--- START ---
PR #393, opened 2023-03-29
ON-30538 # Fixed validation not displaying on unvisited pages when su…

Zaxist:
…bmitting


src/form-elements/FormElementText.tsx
--- END ---
--- START ---
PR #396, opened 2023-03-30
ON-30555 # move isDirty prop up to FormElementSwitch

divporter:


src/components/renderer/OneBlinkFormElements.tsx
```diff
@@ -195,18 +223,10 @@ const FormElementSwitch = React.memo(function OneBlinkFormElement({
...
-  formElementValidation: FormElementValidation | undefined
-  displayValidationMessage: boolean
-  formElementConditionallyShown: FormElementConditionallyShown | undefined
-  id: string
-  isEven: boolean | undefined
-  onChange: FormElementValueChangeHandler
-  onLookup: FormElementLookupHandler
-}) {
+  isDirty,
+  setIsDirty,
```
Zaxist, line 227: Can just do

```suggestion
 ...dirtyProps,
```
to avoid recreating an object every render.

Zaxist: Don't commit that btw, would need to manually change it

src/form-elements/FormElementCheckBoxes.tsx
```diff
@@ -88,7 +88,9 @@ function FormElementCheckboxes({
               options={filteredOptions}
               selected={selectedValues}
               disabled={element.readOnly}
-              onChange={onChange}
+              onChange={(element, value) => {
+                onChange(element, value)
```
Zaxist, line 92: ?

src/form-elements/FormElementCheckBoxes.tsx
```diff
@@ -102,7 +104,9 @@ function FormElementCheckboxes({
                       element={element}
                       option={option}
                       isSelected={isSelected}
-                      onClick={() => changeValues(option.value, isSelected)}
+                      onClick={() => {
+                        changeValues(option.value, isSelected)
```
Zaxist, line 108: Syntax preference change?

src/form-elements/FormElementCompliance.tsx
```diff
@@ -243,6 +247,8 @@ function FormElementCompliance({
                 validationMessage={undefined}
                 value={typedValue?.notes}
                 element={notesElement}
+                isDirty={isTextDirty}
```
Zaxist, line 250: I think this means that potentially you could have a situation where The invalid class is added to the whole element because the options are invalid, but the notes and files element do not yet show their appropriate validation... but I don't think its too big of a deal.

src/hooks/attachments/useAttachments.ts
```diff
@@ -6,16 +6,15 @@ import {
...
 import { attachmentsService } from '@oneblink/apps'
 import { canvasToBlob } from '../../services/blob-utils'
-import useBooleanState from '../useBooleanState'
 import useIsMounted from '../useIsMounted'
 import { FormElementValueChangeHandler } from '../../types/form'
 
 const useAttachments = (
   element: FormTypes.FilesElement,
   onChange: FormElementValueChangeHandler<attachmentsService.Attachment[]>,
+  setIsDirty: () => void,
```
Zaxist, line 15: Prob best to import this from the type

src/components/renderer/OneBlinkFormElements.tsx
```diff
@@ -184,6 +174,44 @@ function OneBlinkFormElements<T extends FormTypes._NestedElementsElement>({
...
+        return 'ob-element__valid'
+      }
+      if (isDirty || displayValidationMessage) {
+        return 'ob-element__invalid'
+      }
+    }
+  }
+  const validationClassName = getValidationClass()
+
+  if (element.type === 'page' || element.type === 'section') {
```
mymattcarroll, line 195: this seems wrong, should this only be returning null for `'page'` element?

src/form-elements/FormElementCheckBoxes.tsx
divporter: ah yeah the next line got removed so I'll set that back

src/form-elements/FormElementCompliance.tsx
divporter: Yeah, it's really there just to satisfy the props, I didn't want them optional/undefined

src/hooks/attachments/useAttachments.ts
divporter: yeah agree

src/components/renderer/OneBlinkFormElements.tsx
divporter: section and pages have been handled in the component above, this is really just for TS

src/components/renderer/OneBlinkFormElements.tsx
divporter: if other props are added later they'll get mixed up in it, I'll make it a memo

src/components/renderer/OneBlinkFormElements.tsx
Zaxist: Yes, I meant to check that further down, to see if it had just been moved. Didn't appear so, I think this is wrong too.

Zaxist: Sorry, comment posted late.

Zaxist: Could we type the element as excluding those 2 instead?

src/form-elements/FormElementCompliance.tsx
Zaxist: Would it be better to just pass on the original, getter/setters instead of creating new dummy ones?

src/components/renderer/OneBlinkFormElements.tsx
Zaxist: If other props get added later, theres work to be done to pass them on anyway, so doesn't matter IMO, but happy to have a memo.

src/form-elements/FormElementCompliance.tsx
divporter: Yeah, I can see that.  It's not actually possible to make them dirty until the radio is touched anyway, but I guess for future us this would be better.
--- END ---
--- START ---
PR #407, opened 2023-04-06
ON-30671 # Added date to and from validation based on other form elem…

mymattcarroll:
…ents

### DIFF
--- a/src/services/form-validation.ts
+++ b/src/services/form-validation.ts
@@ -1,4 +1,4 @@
--- END ---
# EXERCISE DESCRIPTION
From the entries above, restate word for word the lines from the line containing "PR #393, opened 2023-03-29" to the line containing "src/form-elements/FormElementText.tsx", both ends included, and nothing more.

# EXERCISE OUTPUT
PR #393, opened 2023-03-29
ON-30538 # Fixed validation not displaying on unvisited pages when su…

Zaxist:
…bmitting


src/form-elements/FormElementText.tsx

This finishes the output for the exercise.